_Exercise instructions_. Extract from the listing each line in which the word "identity" appears.

*** Opening Data to use ***

PR #90, opened 2023-10-27
solution for exercise 4 (16694270)

christianrietzsch:


Exercises/ChristianRietzsch/exercises_04.py
```diff
@@ -0,0 +1,159 @@
...
+            case "06" :
+                reg1 = memory[counter+1] if (len(mode) >= 1 and mode[-1] == "1") else memory[memory[counter+1]]
+                reg2 = memory[counter+2] if (len(mode) >= 2 and mode[-2] == "1") else memory[memory[counter+2]]
+                if(reg1 == 0):
+                    counter  = reg2
+                else:
+                    counter += 3
+            case "07" :
+                reg1 = memory[counter+1] if (len(mode) >= 1 and mode[-1] == "1") else memory[memory[counter+1]]
+                reg2 = memory[counter+2] if (len(mode) >= 2 and mode[-2] == "1") else memory[memory[counter+2]]
```
GeFritz, line 126: Good use of `match case`. The part were `reg1` and `reg2` are assigned could be inserted before the match case. This would make the code less repetitive.

Exercises/ChristianRietzsch/exercises_04.py
```diff
@@ -0,0 +1,159 @@
...
+
+def execute(memory: [int], debug=0, debug_input=0):
```
GeFritz, line 75: Skipping the input is a nice idea to test the code.

GeFritz (approved):
In general good and functional code. Slightly unreadable due to everything being in one large function. Some parts could be excluded into helper functions to help readability. The match case could also be exchanged for a opcode map with functions, this is not necessary but helps readability.

Issue #706, opened 2026-07-24
[bamboo] fix: make the macOS TLS fixture generate a rustls-supported certificate


bigduu:
## Summary

The Bamboo server full test suite fails locally on macOS because the OpenSSL-generated self-signed fixture is rejected by rustls with `UnsupportedCertVersion`.

This is a test-fixture portability bug. Production TLS validation must remain fail-closed; the fix should make the generated fixture explicitly use a rustls-supported X.509 version rather than weakening certificate validation.

## Current evidence

Reproduced on 2026-07-25 in a detached, clean `origin/dev` worktree at `c391825b8fdc958b3e89b9633983c761d77edfa5`:

```text
cargo test -p bamboo-server --lib server::tls::tests::build_rustls_config_succeeds_on_valid_self_signed_cert -- --exact --nocapture

running 1 test
...
valid self-signed cert should build a config: "TLS: rustls rejected the cert/key pair ... invalid peer certificate: Other(OtherError(UnsupportedCertVersion))"

test result: FAILED. 0 passed; 1 failed; 0 ignored; 1600 filtered out
```

The fixture is generated in `crates/app/bamboo-server/src/server/tls.rs::gen_self_signed` with `openssl req -x509 ...` and no explicit X.509 extension/version configuration. The exact platform-specific certificate version should be confirmed during implementation rather than assumed.

Repository history and several unrelated Issue comments have recorded the same clean-baseline failure, but no dedicated Issue currently tracks it. GitHub searches for `UnsupportedCertVersion`, `TLS test macOS`, `rustls certificate`, and `self signed cert test` found no duplicate bug Issue.

## Acceptance criteria

- [ ] The self-signed test fixture is deterministically accepted by the pinned rustls provider on macOS and CI platforms where OpenSSL/LibreSSL is available.
- [ ] The success-path test does not silently skip when a present OpenSSL binary generates an unsupported certificate.
- [ ] Missing-OpenSSL behavior remains explicit and intentional.
- [ ] Production `build_rustls_config` remains fail-closed and does not accept certificate versions rustls rejects.
- [ ] Add a focused assertion or inspection that prevents the fixture from regressing to an unsupported X.509 version.
- [ ] `cargo test -p bamboo-server --lib server::tls::tests` passes on macOS, Linux, and Windows CI runners that exercise the fixture.

## Non-goals

- Do not change the #681 SessionInbox implementation.
- Do not relax rustls certificate/key validation.
[...]

PR #707, opened 2026-07-25
refactor: introduce durable typed SessionInbox and activation router

### LINKED ISSUE #681: [bamboo] refactor: introduce a durable typed SessionInbox and activation router
## Summary

Introduce a first-class, internal SessionInbox/SessionMessenger capability for every Bamboo session and a single activation router that connects durable delivery to the owning agent loop.

This is the foundation for live user steering, session-to-session chat, incremental child-completion wakeups, and nested sub-agent resume. It is an agent-runtime capability, not a new HTTP/REST messaging API.

Review baseline: main at 505378ea6554f7603e9f14ef9bcc1fff32ba7713.

### The current live-message queue is an opaque field inside the session snapshot

- crates/core/bamboo-domain/src/session/runtime_metadata.rs stores pending_injected_messages as Option<Vec<serde_json::Value>>.
- crates/core/bamboo-domain/src/session/runtime_metadata_access.rs dual-writes that value into typed runtime metadata and a legacy JSON string.
- crates/engine/bamboo-engine/src/runtime/runner/state_bridge.rs only recognizes body.content, converts every item to Message::user, and clears the whole queue at the next round boundary.
- Producers in child_session/actions.rs and src/subagent_worker.rs perform queue read-modify-write operations against the session store.

The payload has no required message id, sender, target, reply/thread correlation, delivery attempt, or durable acknowledgement. Consequently it cannot provide a general session communication contract or prove exactly which messages have already entered model context.

### The session snapshot is the wrong queue primitive

LockedSessionStore::merge_save_runtime documents and tests that a stale runtime writer can overwrite the complete messages array. Issue #663 added an append-safe execute-boundary checkpoint, but an independent queue still must not be embedded in a mutable whole-session snapshot and repeatedly replaced by unrelated runtime saves.

A message delivery should be an append operation with its own durable receipt, not a metadata mutation whose safety depends on every session writer holding the newest clone.

### A robust mailbox transport exists, but its execution identities are not stable session identities

crates/infra/bamboo-subagent/src/mailbox.rs already provides Maildir-style durable delivery, claim/ack, crash recovery, MsgId, correlation, and consumer dedupe. The embedded broker transports the same InboxMessage type.

However, the actor runner currently addresses warm/remote worker mailboxes and synthetic parent links. For example, actor_adapter.rs uses pooled worker mailbox ids and parent identities shaped like p-{child_session_id}. Those are execution-transport identities; they are not the durable logical address of a Bamboo Session and can change across activation or worker reuse.

The new layer must reuse the proven mailbox semantics without treating a worker process/mailbox as the session itself.

### 1. Core typed envelope

Define a dependency-light domain contract in bamboo-domain (names may vary):

- SessionMessageId: globally unique idempotency key.
- SessionMessageSource: User, Session { session_id }, or Runtime { subsystem }.
- target_session_id: stable logical Session.id.
- kind: UserInput, PeerMessage, ChildOutcome, RuntimeInstruction, and other explicitly registered semantic kinds.
- body: typed text/content parts or a typed payload per kind; do not reduce multimodal input to an untyped content string.
- created_at, thread_id, in_reply_to, and optional attempt/correlation metadata.
- delivery metadata must remain separate from provider-facing Message roles.

When an envelope is admitted for reasoning, translate it to a provider-valid Message and preserve envelope id/source/thread metadata on that Message. Do not invent new provider roles that Anthropic/OpenAI cannot replay.

### 2. Internal ports and service

Add internal interfaces equivalent to:

- SessionInboxPort: deliver, claim/recover ordered batches, ack, inspect backlog.
- SessionActivationPort: notify an active runner or reserve exactly one activation for an idle/suspended target.
- SessionMessenger: validates the sender/target relationship, durably delivers the envelope, and requests activation.

These ports belong below the server handler layer so server, SDK, actor worker, child coordinator, and tests can inject an implementation. Avoid process-global registries; scope live-run receivers and activation state to the owning runtime/AppState.

There must be no new endpoint for agent-to-agent messaging. Existing user transports may hand input to SessionMessenger, but SessionMessenger itself is the runtime contract.

### 3. Durable per-session inbox

Implement an append-only sidecar/mailbox keyed by stable Session.id, preferably by extracting/reusing the existing Mailbox implementation rather than creating a second reliability protocol.

Required semantics:

- durable receipt only after atomic enqueue;
- multi-writer/single-consumer ordering;
- at-least-once delivery with crash recovery;
- bounded backlog and payload size;
- durable admitted-id/cursor state;
- ack only after the translated Message and admitted id are durably checkpointed together;
- duplicate delivery of one id can never create two model-context messages.

Do not store the canonical queue in pending_injected_messages or rewrite the full Session to enqueue one message.

### 4. Stable logical routing across actor boundaries

Add an explicit mapping between:

- logical session identity (Session.id, parent_session_id, root_session_id), and
- activation/transport identity (run id, warm worker mailbox id, process).

A nested/local/remote/warm-reused actor must always send as its logical session id and target another logical session id. The router may choose in-process channels or the broker underneath, but callers must not know or persist worker mailbox ids.

### 5. Activation handshake

Delivery and activation must close the terminal race:

1. enqueue durably;
2. notify the current loop when one owns the session;
3. otherwise reserve one resumable activation;
4. if a loop is finalizing concurrently, an inbox generation/cursor check must cause either that loop to continue or a successor activation to start;
5. concurrent deliveries may coalesce into one activation but cannot be lost.

The router must use the existing runner reservation and per-session serialization rather than starting duplicate loops.

### 6. Compatibility migration

- Continue reading legacy pending_injected_messages.
- Migrate each legacy entry to a typed envelope once.
- Clear the legacy field only after durable inbox delivery succeeds.
- Keep a bounded compatibility window and document removal criteria.
- Existing actor ParentFrame::Message / InboxKind::Steer inputs should terminate in this same SessionInbox rather than a separate queue.

## Acceptance criteria

- [ ] Every root and child Session has a stable internal inbox address independent of process, worker, placement, or activation id.
- [ ] Concurrent producers can enqueue without loading/replacing the Session snapshot.
- [ ] A delivery acknowledged by the sender survives process restart and is eventually admitted or remains inspectably pending.
- [ ] Redelivery of the same message id is admitted to model context at most once.
- [ ] Ack happens only after transcript plus dedupe state are durable; a crash at every claim/admit/ack boundary is recoverable.
- [ ] Active, idle, suspended, local-worker, remote-worker, and warm-worker targets share the same logical routing contract.
- [ ] Activation reservation prevents two loops for one session when several messages arrive together.
- [ ] Legacy pending_injected_messages migrate without duplication or loss.
- [ ] Backlog/payload limits and sender/target validation fail explicitly and emit metrics.
- [ ] No new session-messaging HTTP/REST endpoint is added.

## Test plan

Add focused tests at domain, storage, engine, and actor integration levels:

- atomic concurrent delivery and ordered drain;
- crash after claim, after transcript checkpoint, and before ack;
- duplicate id across reconnect/restart;
- stale runtime Session saves concurrent with delivery;
- active-loop notification versus idle/suspended activation;
- finalization/delivery race with a barrier-controlled runner;
- local, remote, and pooled-worker logical-id routing;
- legacy pending queue migration;
- text plus content-parts payload round trip;
- bounded backlog and unauthorized target rejection.

## Non-goals

- No new public messaging endpoint or UI in this issue.
- No cross-root/cloud persistent-agent discovery or peer Handoff; that remains #224.
- No change to provider wire roles.
- No attempt to interrupt an in-flight provider stream or tool process; safe-point admission is a follow-up.
- No replacement of the broker transport.

## Related work

- docs/design/subagent-actor-runtime-design.md already describes every session as an actor with a mailbox and separates delivery from reasoning-context admission.
- docs/design/subagent-store-mailbox-interface.md defines the existing crash-safe mailbox model.
- #663 provides append-safe execute-boundary persistence but not a general inbox.
- #546 and #592 provide child wake reliability and lifecycle observability; follow-ups should reuse those guarantees.
- #224 is deliberately broader: independently persistent/cloud agents, discovery, and peer Ask/Handoff across roots.

bigduu:
## Summary

- add dependency-light typed session envelopes, stable logical session identities, provider-valid presentation metadata, and bounded admission proof state
- add a crash-safe per-session Maildir inbox with ordered multi-writer delivery, claim/recover/ack, durable activation watermarks, limits, tombstones, and idempotent restart behavior
- add runtime-scoped SessionMessenger and a single activation router shared by HTTP, Connect, schedules, SDK, child completion, local actors, brokered actors, and warm workers
- combine raw runner and router ownership into cancellation-safe RAII reservations, including terminal races, explicit abandon, same-run collision, and reserved-child setup abort recovery
- migrate legacy pending_injected_messages through durable typed delivery and document the compatibility/removal contract
- keep messaging internal: no new HTTP or REST session-messaging endpoint

## Test Plan

- cargo fmt --all -- --check
- CI-equivalent cargo clippy --all-features with -D warnings and the repository allowlist
- cargo test -p bamboo-engine: 1202 passed
- cargo test -p bamboo-sdk: 46 unit, 1 integration, and 7 doc tests passed
- cargo test -p bamboo-storage: 98 passed
- cargo test -p bamboo-domain: 175 passed
- cargo test -p bamboo-subagent: 56 unit and 2 subprocess tests passed
- cargo test -p bamboo-broker: 76 unit plus bus, WS, and WSS integration tests passed
- cargo test -p bamboo-server schedule_app:: --lib: 55 passed
- cargo test -p bamboo-server sub_agent --lib: 41 passed
- cargo test -p bamboo-server connect:: --lib: 126 passed
- cargo test -p bamboo-server handlers::agent::execute --lib: 67 passed
- cargo test -p bamboo-agent: complete root test suite passed, including 208 API E2E tests
- git diff --check

The unrelated macOS full bamboo-server TLS fixture failure is tracked separately in #706 and is reproducible on clean dev.

Closes #681


bigduu:
Adversarial agent review completed against head 2e189456eff8081772bbe874b3ee2df4b9bdb8e3 with no remaining actionable findings.

The review specifically challenged activation-token serialization, canceled manual raw reservations observed by activation, cancellation-safe explicit abandon, same-run cancellation-token preservation, root/child combined runner-router ownership, cache publication ordering, and reserved-child setup abort recovery. The resulting regressions all pass, including one-real-successor assertions across root and child terminal races.

Independent review gates: engine 1202/1202, SDK 46/46, storage 98/98, server sub-agent 41/41, actor 42/42, state bridge 25/25, runner lifecycle 8/8, formatting and diff checks clean, and CI-equivalent strict Clippy passes.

*** Closing Data to use ***

_Task answer_.
- logical session identity (Session.id, parent_session_id, root_session_id), and
- activation/transport identity (run id, warm worker mailbox id, process).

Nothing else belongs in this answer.